Witzig finde ich die Möglichkeit, Handy-Abos direkt auf der Seite zu "stornieren". Ich kenne zumindest den Unterschied zwischen Kündigen und Stornieren...


----------



## tuxedo (5 September 2005)

Der Portalanbieter stellt ja sogar eigene inhalte unter dem Logo des verlinkenden "Partners" zur Verfügung. Also, eigentlich kann er sich da nicht einfach so aus Verantwortung stehlen, mit einer solchen Formulierung im Impressum. Nennen das gewisse Rechtsanwälte nicht sogar "zu eigen machen"?  :holy: 

Gruß
Matthias


----------



## Reducal (5 September 2005)

tuxedo schrieb:
			
		

> Nennen das gewisse Rechtsanwälte nicht sogar "zu eigen machen"?





			
				tuxedo schrieb:
			
		

> Meines Erachtens kann das vor Gericht auch als Vorsatz gewertet werden.


...aber wo kein Kläger, da ist auch kein Richter!


----------



## tuxedo (5 September 2005)

Reducal schrieb:
			
		

> tuxedo schrieb:
> 
> 
> 
> ...



Das stimmt allerdings.
Nun, vielleicht pfupfert es doch einen Konkurrenten irgendwann, der dann Schritte zur "Klärung" einleiten wird...

Oder der Namens-/Markeninhaber meldet sich mit entsprechender juristischer Kostennote...

Gruß
Matthias


----------



## Wembley (5 September 2005)

Reducal schrieb:
			
		

> aber wo kein Kläger, da ist auch kein *Richter*!

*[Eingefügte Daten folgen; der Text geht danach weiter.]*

PR #196, opened 2016-09-13
Change error view

joshsmith:
Replaces `404` and `500` with proper`.json-api` views.


snewcomer:
@JoshSmith Looks good to me!  I believe the Ja.ErrorSerializer is also an option, but probably not a big deal - 

https://github.com/AgilionApps/ja_serializer/search?utf8=%E2%9C%93&q=ErrorSerializer

joshsmith:
@snewcomer can you add an issue to refactor to use that? Looks good to use.

PR #206, opened 2016-09-13
Missing command fix in INSTALLING.md

rileytaylor:
The `cp .env.example .env` command was missing the `.env` part.


npendery:
Good catch! 🚀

Na der wäre ja sicher gerne mit von der Partie.   



> daß wir für *Domains* (insbesonders für deren Meta-Tags und Namensgebung) die *auf unser Partnerprogramm verlinken *und nicht in unserem Besitz sind, keine Haftung übernehmen können.

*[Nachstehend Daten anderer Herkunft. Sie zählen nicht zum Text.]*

PR #207, opened 2016-09-14
Add analytics

### LINKED ISSUE #182: Add analytics reporting to Segment
We need to report some basic funnel analytics up to Segment like we did in the Rails API.

Part of #26.

joshsmith:
Not yet finished.

Closes #182.

This is a first spike to get analytics working.

You'll notice I needed to change the pipelines to get the `current_user` anywhere the JTW might be present, and not just in routes that require authentication and halt on `401`.

I also have our own `CodeCorps.Analytics.Segment` which calls out Segment, vs `.InMemory` which can be used in `test` and maybe even `dev` to instead be testable and not make an HTTP request unnecessarily.

We need to add the following events:
- [x] Added User Category
- [x] Added User Role
- [x] Added User Skill
- [x] Removed User Category
- [x] Removed User Role
- [x] Removed User Skill
- [x] Updated Profile
- [x] Signed In
- [x] Signed Up
- [x] Created Comment
- [x] Created Post
- [x] Edited Comment
- [x] Edited Post
- [x] Created Organization Membership
- [x] Requested Organization Membership


green-arrow:
This looks good to me. I would suggest using the in memory one in dev as well and only using the real version in production :)

joshsmith:
@green-arrow I would agree there and then just comment that out when I do want to default to Segment.

joshsmith:
Should consider if we want to track most of these events in the controller (probably?). Should happen after the event itself succeeds, in any case.

joshsmith:
For the `.track` functions, we should use pattern matching off something like a string of the event name, for example `signed_up`, or maybe an atom? We can then write the `.InMemory` version to just have a catchall rather than matching them individually.

We can also then ensure the correct data is passed as the second argument, like a `%User{}` struct in the case of `signed_up`.

Any thoughts?

lib/code_corps/analytics/segment.ex
```diff
@@ -0,0 +1,24 @@
+defmodule CodeCorps.Analytics.Segment do
+  def identify(user) do
+    %Segment.Analytics.Identify
+      {
+        userId: user.id,
```
begedin: Is there a special reason `userId` has to be camelCase?

web/plugs/current_user.ex
```diff
@@ -1,20 +1,22 @@
...
-            conn
-        end
-      {:error, _reason} ->
+    case Guardian.Plug.current_token(conn) do
+      nil ->
         conn
+      current_token ->
+        with {:ok, claims} <- Guardian.decode_and_verify(current_token),
+             {:ok, user} <- GuardianSerializer.from_token(claims["sub"]) do
+                @analytics.identify(user)
```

Also hier wird der Eindruck erweckt, als sei man bösen Verlinkern schutzlos ausgesetzt. 
In dem Sinne verlinkt ja kaum jemand auf das Partnerprogramm, sondern diese "Verlinker" sind samt ihrer Domains Teil davon.

Kurzum: Man verdient gerne durch und mit dem "Verlinker", aber wenn es heikel wird, will man mit ihm nix zu tun haben.

Gruß
Wembley


----------



## Anonymous (5 September 2005)

die Frage war doch irgendwie ne andere. schauts euch noch mal an


----------